Exercise directions - Copy out exactly the stretch of the listing below that begins at the line containing "This is intended" and ends at the line containing "a bit shorter.", and copy nothing outside it.
----
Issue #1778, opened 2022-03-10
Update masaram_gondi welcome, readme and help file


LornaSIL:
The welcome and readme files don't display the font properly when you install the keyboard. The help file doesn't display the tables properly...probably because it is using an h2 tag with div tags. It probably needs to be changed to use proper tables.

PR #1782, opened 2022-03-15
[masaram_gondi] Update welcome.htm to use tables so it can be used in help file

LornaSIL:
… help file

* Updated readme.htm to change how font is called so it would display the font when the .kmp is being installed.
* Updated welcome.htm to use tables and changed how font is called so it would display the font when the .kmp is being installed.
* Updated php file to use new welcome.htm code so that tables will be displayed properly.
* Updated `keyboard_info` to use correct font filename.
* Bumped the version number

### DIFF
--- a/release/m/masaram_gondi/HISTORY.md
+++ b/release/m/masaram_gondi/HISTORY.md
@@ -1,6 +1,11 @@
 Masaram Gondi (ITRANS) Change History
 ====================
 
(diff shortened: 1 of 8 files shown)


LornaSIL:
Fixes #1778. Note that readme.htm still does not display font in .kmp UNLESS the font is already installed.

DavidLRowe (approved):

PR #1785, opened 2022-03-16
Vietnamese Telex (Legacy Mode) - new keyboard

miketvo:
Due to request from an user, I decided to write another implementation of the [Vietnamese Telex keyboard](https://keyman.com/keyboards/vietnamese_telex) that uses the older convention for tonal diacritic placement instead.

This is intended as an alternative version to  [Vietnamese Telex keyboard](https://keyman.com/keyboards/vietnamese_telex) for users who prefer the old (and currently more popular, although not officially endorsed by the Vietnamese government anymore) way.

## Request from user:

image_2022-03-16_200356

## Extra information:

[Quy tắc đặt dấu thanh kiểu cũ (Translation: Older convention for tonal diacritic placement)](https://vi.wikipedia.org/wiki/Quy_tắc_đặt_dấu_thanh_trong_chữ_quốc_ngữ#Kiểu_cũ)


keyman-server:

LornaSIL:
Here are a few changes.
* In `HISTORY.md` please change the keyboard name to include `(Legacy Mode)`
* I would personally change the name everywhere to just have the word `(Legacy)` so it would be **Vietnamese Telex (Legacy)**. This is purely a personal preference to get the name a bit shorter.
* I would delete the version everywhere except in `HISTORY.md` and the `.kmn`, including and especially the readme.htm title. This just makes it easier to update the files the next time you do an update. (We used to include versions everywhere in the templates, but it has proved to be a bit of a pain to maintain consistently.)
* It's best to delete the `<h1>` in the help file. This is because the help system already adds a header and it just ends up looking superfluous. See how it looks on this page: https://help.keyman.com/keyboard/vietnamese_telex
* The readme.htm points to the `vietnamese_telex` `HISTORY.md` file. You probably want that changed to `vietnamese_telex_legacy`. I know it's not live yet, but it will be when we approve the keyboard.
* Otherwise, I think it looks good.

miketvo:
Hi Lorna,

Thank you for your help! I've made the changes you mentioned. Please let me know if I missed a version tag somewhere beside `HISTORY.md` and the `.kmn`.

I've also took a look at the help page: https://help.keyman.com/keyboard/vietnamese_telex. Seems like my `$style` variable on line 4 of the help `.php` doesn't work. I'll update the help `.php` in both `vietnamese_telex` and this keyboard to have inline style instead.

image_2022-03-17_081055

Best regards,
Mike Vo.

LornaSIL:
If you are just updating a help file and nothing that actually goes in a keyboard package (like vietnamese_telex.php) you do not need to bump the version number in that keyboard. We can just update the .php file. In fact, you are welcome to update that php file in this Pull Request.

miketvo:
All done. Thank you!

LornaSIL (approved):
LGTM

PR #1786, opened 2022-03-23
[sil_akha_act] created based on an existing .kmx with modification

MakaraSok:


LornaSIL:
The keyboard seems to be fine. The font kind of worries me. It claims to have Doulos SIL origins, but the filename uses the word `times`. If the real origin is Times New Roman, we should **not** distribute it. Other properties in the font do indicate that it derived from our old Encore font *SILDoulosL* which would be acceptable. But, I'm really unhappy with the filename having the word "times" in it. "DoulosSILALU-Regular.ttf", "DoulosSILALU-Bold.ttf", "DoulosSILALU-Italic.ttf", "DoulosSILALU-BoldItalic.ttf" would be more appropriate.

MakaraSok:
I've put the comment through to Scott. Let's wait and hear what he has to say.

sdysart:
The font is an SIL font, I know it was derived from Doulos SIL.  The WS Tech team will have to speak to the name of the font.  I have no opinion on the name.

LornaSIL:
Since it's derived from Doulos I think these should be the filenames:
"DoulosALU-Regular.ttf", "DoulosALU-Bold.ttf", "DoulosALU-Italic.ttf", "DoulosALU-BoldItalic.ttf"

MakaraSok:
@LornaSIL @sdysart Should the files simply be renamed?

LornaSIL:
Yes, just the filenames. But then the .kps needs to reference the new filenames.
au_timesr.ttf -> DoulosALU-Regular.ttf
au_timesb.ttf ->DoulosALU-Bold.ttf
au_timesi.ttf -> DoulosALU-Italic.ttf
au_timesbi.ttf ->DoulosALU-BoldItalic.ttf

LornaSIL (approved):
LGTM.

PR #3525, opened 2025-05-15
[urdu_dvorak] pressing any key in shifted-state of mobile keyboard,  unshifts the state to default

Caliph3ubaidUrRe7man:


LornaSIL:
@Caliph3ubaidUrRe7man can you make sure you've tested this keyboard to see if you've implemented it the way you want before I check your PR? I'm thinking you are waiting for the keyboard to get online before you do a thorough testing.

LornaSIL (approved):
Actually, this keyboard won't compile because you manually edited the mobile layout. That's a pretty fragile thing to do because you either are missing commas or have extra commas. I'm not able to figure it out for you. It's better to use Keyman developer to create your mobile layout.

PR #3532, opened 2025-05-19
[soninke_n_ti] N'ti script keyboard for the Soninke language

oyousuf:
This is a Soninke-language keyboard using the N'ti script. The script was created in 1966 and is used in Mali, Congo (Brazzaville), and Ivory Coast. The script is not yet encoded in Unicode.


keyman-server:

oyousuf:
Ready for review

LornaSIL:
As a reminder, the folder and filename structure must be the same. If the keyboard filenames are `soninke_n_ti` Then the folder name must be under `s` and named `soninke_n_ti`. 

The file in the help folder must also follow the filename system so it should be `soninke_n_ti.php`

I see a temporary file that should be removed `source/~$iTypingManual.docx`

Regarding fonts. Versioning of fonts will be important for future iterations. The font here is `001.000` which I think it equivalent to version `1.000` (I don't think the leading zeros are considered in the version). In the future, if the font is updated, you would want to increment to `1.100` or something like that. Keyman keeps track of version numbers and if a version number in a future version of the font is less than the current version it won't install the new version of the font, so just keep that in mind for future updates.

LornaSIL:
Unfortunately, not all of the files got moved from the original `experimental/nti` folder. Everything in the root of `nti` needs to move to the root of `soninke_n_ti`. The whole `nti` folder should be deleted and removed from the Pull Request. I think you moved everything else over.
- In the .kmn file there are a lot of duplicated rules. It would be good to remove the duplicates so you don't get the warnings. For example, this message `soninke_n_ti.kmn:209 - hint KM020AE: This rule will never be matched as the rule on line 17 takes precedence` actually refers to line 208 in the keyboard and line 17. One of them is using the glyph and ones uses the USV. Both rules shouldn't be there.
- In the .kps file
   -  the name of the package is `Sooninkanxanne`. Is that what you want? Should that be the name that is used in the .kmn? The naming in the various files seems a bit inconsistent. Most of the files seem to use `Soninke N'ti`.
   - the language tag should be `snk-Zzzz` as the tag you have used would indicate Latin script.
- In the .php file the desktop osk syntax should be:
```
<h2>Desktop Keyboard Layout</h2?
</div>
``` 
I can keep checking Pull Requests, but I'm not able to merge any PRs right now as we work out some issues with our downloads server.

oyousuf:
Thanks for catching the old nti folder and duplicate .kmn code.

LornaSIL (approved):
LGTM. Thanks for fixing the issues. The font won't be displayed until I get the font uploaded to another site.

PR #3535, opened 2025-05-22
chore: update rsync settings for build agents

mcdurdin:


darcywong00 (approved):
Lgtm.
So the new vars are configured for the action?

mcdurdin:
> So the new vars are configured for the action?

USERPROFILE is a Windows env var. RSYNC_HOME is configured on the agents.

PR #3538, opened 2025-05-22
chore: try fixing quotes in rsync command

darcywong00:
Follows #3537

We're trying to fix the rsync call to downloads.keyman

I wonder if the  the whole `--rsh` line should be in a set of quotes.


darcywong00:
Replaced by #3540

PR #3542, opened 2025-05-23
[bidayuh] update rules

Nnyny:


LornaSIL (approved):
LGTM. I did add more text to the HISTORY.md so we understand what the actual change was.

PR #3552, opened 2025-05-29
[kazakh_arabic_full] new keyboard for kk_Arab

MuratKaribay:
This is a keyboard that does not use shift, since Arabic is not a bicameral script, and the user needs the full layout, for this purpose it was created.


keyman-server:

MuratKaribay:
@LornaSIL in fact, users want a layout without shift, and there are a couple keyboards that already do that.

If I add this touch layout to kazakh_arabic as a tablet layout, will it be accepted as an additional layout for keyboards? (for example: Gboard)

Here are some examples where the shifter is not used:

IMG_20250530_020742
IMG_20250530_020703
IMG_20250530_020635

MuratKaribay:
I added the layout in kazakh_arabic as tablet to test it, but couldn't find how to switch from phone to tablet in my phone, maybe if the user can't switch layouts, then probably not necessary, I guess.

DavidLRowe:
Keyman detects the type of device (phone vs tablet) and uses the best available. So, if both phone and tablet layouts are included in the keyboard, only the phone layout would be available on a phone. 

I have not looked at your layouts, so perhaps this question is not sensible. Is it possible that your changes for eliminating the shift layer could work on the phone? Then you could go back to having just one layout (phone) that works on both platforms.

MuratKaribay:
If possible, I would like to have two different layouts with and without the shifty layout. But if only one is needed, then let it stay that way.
----
Written reply -
This is intended as an alternative version to  [Vietnamese Telex keyboard](https://keyman.com/keyboards/vietnamese_telex) for users who prefer the old (and currently more popular, although not officially endorsed by the Vietnamese government anymore) way.

## Request from user:

image_2022-03-16_200356

## Extra information:

[Quy tắc đặt dấu thanh kiểu cũ (Translation: Older convention for tonal diacritic placement)](https://vi.wikipedia.org/wiki/Quy_tắc_đặt_dấu_thanh_trong_chữ_quốc_ngữ#Kiểu_cũ)


keyman-server:

LornaSIL:
Here are a few changes.
* In `HISTORY.md` please change the keyboard name to include `(Legacy Mode)`
* I would personally change the name everywhere to just have the word `(Legacy)` so it would be **Vietnamese Telex (Legacy)**. This is purely a personal preference to get the name a bit shorter.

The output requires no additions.